> **Problem requirements**: Retype each entry below precisely as it reads.

** Opening The data block **

Issue #1214, opened 2015-11-20
Google empty chart displays an error


GordonSmith:

GordonSmith:
Fix merged

PR #1215, opened 2015-11-20
GH-1214 Empty Google Chart Error

GordonSmith:
Create / Remove Google Charts on demand.

### DIFF
--- a/src/google/Common.js
+++ b/src/google/Common.js
@@ -12,11 +12,6 @@
 
         this._tag = "div";
 
-        this.columns([]);
-        this.data([]);
-        this._data_google = google.visualization.arrayToDataTable([["", { role: "annotation" }],["",""]]);
-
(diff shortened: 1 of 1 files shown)


mlzummo:
so far with my tests this looks ok ...

mlzummo:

** Closing The data block **

> **Written response**:
Issue #1214, opened 2015-11-20
Google empty chart displays an error


GordonSmith:

GordonSmith:
Fix merged

PR #1215, opened 2015-11-20
GH-1214 Empty Google Chart Error

GordonSmith:
Create / Remove Google Charts on demand.

### DIFF
--- a/src/google/Common.js
+++ b/src/google/Common.js
@@ -12,11 +12,6 @@
 
         this._tag = "div";
 
-        this.columns([]);
-        this.data([]);
-        this._data_google = google.visualization.arrayToDataTable([["", { role: "annotation" }],["",""]]);
-
(diff shortened: 1 of 1 files shown)


mlzummo:
so far with my tests this looks ok ...

mlzummo:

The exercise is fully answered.